Thanks for posting the idea for CA Spectrum. Your feedback is valuable to us.

 

The design we had for UIM Integration was based on the severity and not types of events. Also, the idea to avoid informational events was a conscious one since that would impact the load on processing within the integration.

 

So far we see only six votes on this idea.
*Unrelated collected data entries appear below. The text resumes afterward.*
PR #708, opened 2020-03-18
Add autowiring-support for PHP7.4 typed properties

### LINKED ISSUE #707: Support PHP7.4 typed properties in combination with `@var`
There does not seem to be support for this currently. I did a quick test - and this works in theory in `AnnotationBadedAutowiring::readProperty()`:

```php
// @Inject("name") or look for @var content
$entryName = $annotation->getName();

if ($entryName === null) {
    $entryName = $property->getType()
        ? $property->getType()->getName()
        : $this->getPhpDocReader()->getPropertyClass($property);
}
```

instead of

```php
// @Inject("name") or look for @var content
$entryName = $annotation->getName() ?: $this->getPhpDocReader()->getPropertyClass($property);
```

It obviously needs a check for versions < PHP7.4 and tests. But is this something you'd accept a PR for?

bzikarsky:
The current implementation prioritizes `@var` and the `name` property of the `@Inject` annotation over the type of the property. This allows to still inject custom-named entries into the properties even in the presence of types.

Fixes #707

### DIFF
--- a/src/Definition/Source/AnnotationBasedAutowiring.php
+++ b/src/Definition/Source/AnnotationBasedAutowiring.php
@@ -18,6 +18,7 @@ use InvalidArgumentException;
 use PhpDocReader\PhpDocReader;
 use ReflectionClass;
 use ReflectionMethod;
+use ReflectionNamedType;
 use ReflectionParameter;
 use ReflectionProperty;
 use UnexpectedValueException;
@@ -125,8 +126,17 @@ class AnnotationBasedAutowiring implements DefinitionSource, Autowiring
             return;
         }
 
-        // @Inject("name") or look for @var content
+        // Try to @Inject("name") or look for @var content
         $entryName = $annotation->getName() ?: $this->getPhpDocReader()->getPropertyClass($property);
+
+        // Try using PHP7.4 typed properties
+        if (\PHP_VERSION_ID > 70400
+            && $entryName === null
+            && $property->getType() instanceof ReflectionNamedType
+            && (class_exists($property->getType()->getName()) || interface_exists($property->getType()->getName()))
+        ) {
+            $entryName = $property->getType()->getName();
+        }
 
         if ($entryName === null) {
             throw new InvalidAnnotation(sprintf(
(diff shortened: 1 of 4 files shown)


bzikarsky:
I get a bunch of formatting errors on source files I did not touch, is this intentional?

bzikarsky:
It looks like, phpstan needs to be pushed to PHP7.4 only - I am not sure if you want me to do this in this branch? If you update master, I'll happily rebase.

mnapoli:
That pull request is awesome! Thank you for covering all cases!

I will try to sort out master, hang on ^^

mnapoli:
👍  I updated master, you can rebase/merge it in your branch.

bzikarsky:
phpstan pointed to me to two issues, I now fixed (and squashed):

1)  `getName()` only exists for `ReflectionNamedType`

2) I didn't handle scalar-typed properties "correctly" (the same way `@var` does)
    This turned out to be a bit more complex and is not 100% fixed. The separate annotation-reader project has an internal list of ignored types which I couldn't access but also didn't want to replicate. So I decided that I ignore the type on the typed property if I cannot locate a class or interface with the name. It's probably close enough to the desired behaviour. WDYT?

src/Definition/Source/AnnotationBasedAutowiring.php
```diff
@@ -125,9 +126,18 @@ private function readProperty(ReflectionProperty $property, ObjectDefinition $de
...
         }
 
-        // @Inject("name") or look for @var content
+        // Try to @Inject("name") or look for @var content
         $entryName = $annotation->getName() ?: $this->getPhpDocReader()->getPropertyClass($property);
 
+        // Try using PHP7.4 typed properties
+        if (\PHP_VERSION_ID > 70400
+            && $entryName === null
+            &&  $property->getType() instanceof ReflectionNamedType
```
mnapoli:
```suggestion
            && $property->getType() instanceof ReflectionNamedType
```

mnapoli:
Yes that looks good to me.

There is one last thing to fix regarding code formatting, I opened a code suggestion.

bzikarsky:
Thanks, missed this. PR is updated with the squashed change.

bzikarsky:
Do we have an ETA on this being merged (and tagged incl. the other PR)? :)

bzikarsky:
Ping :) -- I have a bunch of developers eagerly waiting for this feature and I'd rather not switch our projects to our forked repo.

mnapoli:
Sorry, I disable email notifications because I get so many of them every day, it creates a lot of anxiety :)

Let's give that a go!

bzikarsky:
Awesome, thanks. I'll give it a go in prod today. :)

We would wait for more votes on this to consider further as this is moving away from the base design of the integration.

 

Thanks,

Nagesh

02-12-2015 10:33 AM

This sounds a lot like the way SystemEDGE events were handled by Spectrum originally.  There was a doc with a bunch of steps you had to do to map all the alerts yourself.  These are key integrations between the most heavily utilized products.  It would be great if CA could ship these products in such a way that these integrations just worked out of the box.

 

What would really be nice:  During the installations and upgrades, add a few more questions in the installers that ask which products you have and which ones will be integrated together.  Based on those inputs, the products get installed and configured with the proper integrations in place.  Most folks know all of this before they get to the installation phases of their projects.  Having these basic integrations just work out of the box would considerably accelerate our ROI.